Table 2 presents the most recently developed hyaluronic acid-based MNs prepared using the micro-molding method.
4.2. Droplet-Born Air Blowing
Another method used to prepare microneedles is droplet-born air blowing (DAB). It involves the formation of polymer droplets using air blowing (Figure 4). The process takes place at an ambient temperature in the range of 4–25 °C and is very short (about 10 min). An important aspect is the viscosity of the polymer diluent; it should be viscous enough to form a needle structure between two plates [77]. This method allows the formation of microneedles in a one-step procedure without the need for high temperatures or UV radiation. However, the disadvantage of this method may be the lack of reproducibility [78].
The sequence of this method is based on [79]:
applying single drops of a polymer solution to a flat wafer surface;
dispersing droplets loaded with an active substance across the wafer surface;
overlapping of two plates—the point of contact is the previously applied drop;
controlled upward movement of the upper plate, which allows adjustment of the length of the microneedle;
air blowing, which solidifies the droplets formed earlier;
plate separation, which allows the recovery of the microneedles formed.
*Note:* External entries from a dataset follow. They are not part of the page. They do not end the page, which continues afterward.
PR #651, opened 2023-12-07
Allow plugins to hook into the transaction response

davidperezgar:
We have an action that need the transaction response and send to an API software that process the transaction. Actually is hardcoded and it's not the best way to do it. Better to make as WordPress way, with do_action hook. This line is good for other developers that wants to hook in that line of code.

### DIFF
--- a/woocommerce/payment-gateway/class-sv-wc-payment-gateway-hosted.php
+++ b/woocommerce/payment-gateway/class-sv-wc-payment-gateway-hosted.php
@@ -406,6 +406,9 @@ abstract class SV_WC_Payment_Gateway_Hosted extends SV_WC_Payment_Gateway {
 			// Handle the order based on the response
 			$this->process_transaction_response( $order, $response );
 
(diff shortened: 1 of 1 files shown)


unfulvio-godaddy:
hey @davidperezgar thanks for contributing to the framework and sorry for the late reply!

I am going to close this but I have added your suggested hook in the upcoming 5.12.0 version of the framework due to be released later today: https://github.com/godaddy-wordpress/wc-plugin-framework/pull/614/commits/6164f80ece08d86c96693854627f01d83bdaef54 - I have changed the hook name slightly to be dynamically built based on the gateway name, consistently with how we do for the rest of these hooks. Hope this will be helpful to your and your team. Please feel free to reopen this issue or open another issue if you need to report something or have a similar request.

davidperezgar:
Hey! That's awesome! Thanks! I'm using the plugin Global Payments HPP. What would be that ID?

PR #657, opened 2024-01-25
Add methods to work with the payment processing context

itambek-godaddy:
# Summary

In the 5.12.0 release, we added "context" to the payment data, both in shortcode and block checkout.
However, we did not add any methods that plugins could use to determine the context easily.

This PR adds a few helper methods to the gateway class to determine the current processing context.

## Details

We did have a `SV_WC_Payment_Gateway::is_block_checkout()` method, which used a POST value that we were using while developing 5.12.0. However, at some point we changed the POST data, and forgot to update to work with the new context field.

I renamed the existing `SV_WC_Payment_Gateway::is_block_checkout()` method, because it's only used in one plugin, which hasn't been released yet.

I used the term "processing context" because "payment context" could easily be confused with the `PaymentContext` passed to `Gateway_Checkout_Block_Integration::prepare_payment_data()`. Also, "checkout context" did not seem precise enough, because "checkout" can either refer to the checkout page or the action of checking out.

### DIFF
--- a/woocommerce/payment-gateway/class-sv-wc-payment-gateway-payment-form.php
+++ b/woocommerce/payment-gateway/class-sv-wc-payment-gateway-payment-form.php
@@ -296,7 +296,9 @@ class SV_WC_Payment_Gateway_Payment_Form extends Handlers\Script_Handler {
 	 */
 	protected function get_payment_fields() : array {
 
-		switch ( $this->get_gateway()->get_payment_type() ) {
+		$gateway = $this->get_gateway();
+
+		switch ( $gateway->get_payment_type() ) {
 
 			case 'credit-card':
 				$fields = $this->get_credit_card_fields();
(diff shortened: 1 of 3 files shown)


woocommerce/payment-gateway/class-sv-wc-payment-gateway.php
```diff
@@ -4382,14 +4386,41 @@ public function is_echeck_gateway() {
...
+
+	/**
+	 * Checks if we're currently in teh given payment processing context.
+	 *
+	 * @since 5.12.1-dev.1
 	 * @see Gateway_Checkout_Block_Integration::prepare_payment_data()
 	 *
 	 * @return bool
 	 */
-	protected function is_block_checkout(): bool {
```
unfulvio-godaddy, line 4390: just concerned if we are accessing this method from any of the gateways we've been releasing so far

unfulvio-godaddy (approved):

woocommerce/payment-gateway/class-sv-wc-payment-gateway.php
itambek-godaddy: Cybersource should be the only one, and it hasn't been released.

woocommerce/payment-gateway/class-sv-wc-payment-gateway-payment-form.php
```diff
@@ -339,7 +341,7 @@ protected function get_payment_fields() : array {
 		 * @param array<string, mixed> $fields in the format supported by {@see woocommerce_form_field()}
 		 * @param SV_WC_Payment_Gateway_Payment_Form $payment_form payment form instance
 		 */
-		return (array) apply_filters( 'wc_' . $this->get_gateway()->get_id() . '_payment_form_default_payment_form_fields', $fields, $this );
```
unfulvio-godaddy, line 342: maybe we should continue calling `get_gateway()` here?

woocommerce/payment-gateway/class-sv-wc-payment-gateway.php
unfulvio-godaddy: alright then, latest commit looks good too

PR #659, opened 2024-02-05
Add support for dynamic properties to improve compatibility with newer PHP versions

unfulvio-godaddy:
Adds a `#[\AllowDynamicProperties]` declaration at the beginning of all classes in the framework. This is a bit of a blanket solution to address certain deprecation notices related to PHP 8.2 but that may be triggered in frameworked plugins. Note that core WP adopted a similar strategy. Individual plugins may still need to address compatibility if they use dynamic properties in their own classes.

## QA

- [x] Code review


itambek-godaddy (approved):
LGTM, thanks!

PR #660, opened 2024-02-15
 Add the checkout button text to the payment data payload 

unfulvio-godaddy:
## Summary

Adds the checkout button text to the payment data payload that may be used by the FE scripts. This in turn will make sure we hit a filter to let merchants customize that button text.

### Story [MWC-15558](https://godaddy-corp.atlassian.net/browse/MWC-15558)


sporter1-godaddy (approved):
Looks great to me! I was able to test this out via blocks, and can see and use the value coming through perfectly:
CleanShot 2024-02-16 at 11 45 52@2x

PR #662, opened 2024-02-19
Fix `remove_support()` method in base gateway class

nikolas4175-godaddy:
# Summary

Prevents `SV_WC_Payment_Gateway::remove_support()` from erroneously removing the item at index 0 when `$name` is not found (i.e. feature is already not supported) and also from creating gaps in gateway `supports` array.

[Slack discovery](https://godaddy.slack.com/archives/C06748WQS2Z/p1708347025232569?thread_ts=1708092348.195799&cid=C06748WQS2Z) for context (s/o @sporter1-godaddy).

### Issue: [MWC-15631](https://godaddy-corp.atlassian.net/browse/MWC-15631?atlOrigin=eyJpIjoiMzkxMmFkNmYxZWJiNDVhMTk3MGMxOTI4MmFkMWZmZmYiLCJwIjoiamlyYS1zbGFjay1pbnQifQ)

# QA
- [ ] Attempting to remove an already-unsupported feature does not change the `supports` array
- [ ] Removing supported features works as expected
- [ ] When a feature is removed, the `supports` array is not left with any index gaps

### DIFF
--- a/woocommerce/payment-gateway/class-sv-wc-payment-gateway.php
+++ b/woocommerce/payment-gateway/class-sv-wc-payment-gateway.php
@@ -4083,20 +4083,25 @@ abstract class SV_WC_Payment_Gateway extends \WC_Payment_Gateway {
 
 		foreach ( $feature as $name ) {
 
-			unset( $this->supports[ array_search( $name, $this->supports ) ] );
+			// Bail if the feature already isn't supported
+			if( $key = array_search( $name, $this->supports ) !== false ){
 
-			/**
-			 * Payment Gateway Remove Support Action.
-			 *
-			 * Fired when removing support for a specific gateway feature. Allows other actors
-			 * (including ourselves) to take action when support is removed.
-			 *
-			 * @since 4.1.0
-			 *
-			 * @param SV_WC_Payment_Gateway $this instance
-			 * @param string $name of supported feature being removed
-			 */
-			do_action( 'wc_payment_gateway_' . $this->get_id() . '_removed_support_' . str_replace( '-', '_', $name ), $this, $name );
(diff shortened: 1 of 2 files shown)


woocommerce/payment-gateway/class-sv-wc-payment-gateway.php
```diff
@@ -4081,22 +4081,34 @@ public function remove_support( $feature ) {
 			$feature = array( $feature );
 		}
 
+		$did_remove = false; 
+
 		foreach ( $feature as $name ) {
 
-			unset( $this->supports[ array_search( $name, $this->supports ) ] );
+			// Bail if the feature already isn't supported
+			if( $key = array_search( $name, $this->supports ) !== false ){
```
unfulvio-godaddy, line 4089: this might cause `$key`  to be boolean

woocommerce/payment-gateway/class-sv-wc-payment-gateway.php
```diff
@@ -4081,22 +4081,34 @@ public function remove_support( $feature ) {
...
+				 * @param string $name of supported feature being removed
+				 */
+				do_action( 'wc_payment_gateway_' . $this->get_id() . '_removed_support_' . str_replace( '-', '_', $name ), $this, $name );
+			}
+		}
+
+		if( $did_remove ){
+			// re-index to clean up any new gaps
+			$this->supports = array_values( $this->supports );
 		}
```
unfulvio-godaddy, line 4112: no need this condition, we can always re-index

note the spacing with parenthesis is off (both in WP, SkyVerge or PSR they require a space)

unfulvio-godaddy (approved):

Schematic illustration of dissolving MNs fabrication via the droplet-born air blowing method. (A) Biopolymer dispensing on the flat surface for base structure fabrication. (B) Dispensing of drug-containing droplet over the base structure. (C) Contact of dispensed droplet by downward movement of upper plate. (D) Control of microneedle length. (E) Air blowing-mediated solidification of droplet to shape microneedle structure. (F) Separation of two plates producing dissolving microneedle arrays on upper and lower plate. Reprinted from [80], Copyright (2013), with permission from Elsevier.
[Figure omitted. See PDF]
In 2019, the research group of Avcil produced hyaluronic acid-based microneedles containing arginine/lysine polypeptide, acetyl octapeptide-3, palmitoyl tripeptide-5, and adenosine, as well as seaweed (Undaria pinnatifida and Corallina officinalis), extracts. They used the DAB method, in which each droplet was blown with air to solidify and form the microneedle. A 12-week clinical study confirmed the positive effects of the prepared microneedle patches, which improved the thickness and density of the dermis and increased skin hydration [81].
4.3. Photolithography
Photolithography is a technique that is used mainly to produce microneedles from ceramics and polymers. It allows the production of both solid and hollow MNs. This method involves coating a silicon substrate (wafer/plate) with a photosensitive polymer by spin coating. Then, the polymer, called photoresist, is thermally cured and exposed to UV light through a special mask, which consists of UV-impermeable material, so that the desired pattern is generated on the silicon wafer. Ultraviolet rays act on the polymer’s bonds by initiating or inhibiting crosslinking. The part of the polymer that has been exposed to UV radiation differs considerably in solubility from the one covered by the mask. The part of the photoresist not covered by the mask is then eliminated by immersing the substrate in the appropriate solution. The final step is the etching process, which involves reproducing the solid made of photoresist on the substrate by a dry or wet chemical attack [82,83,84]. Figure 5 shows schematically the microneedle fabrication process using photolithography.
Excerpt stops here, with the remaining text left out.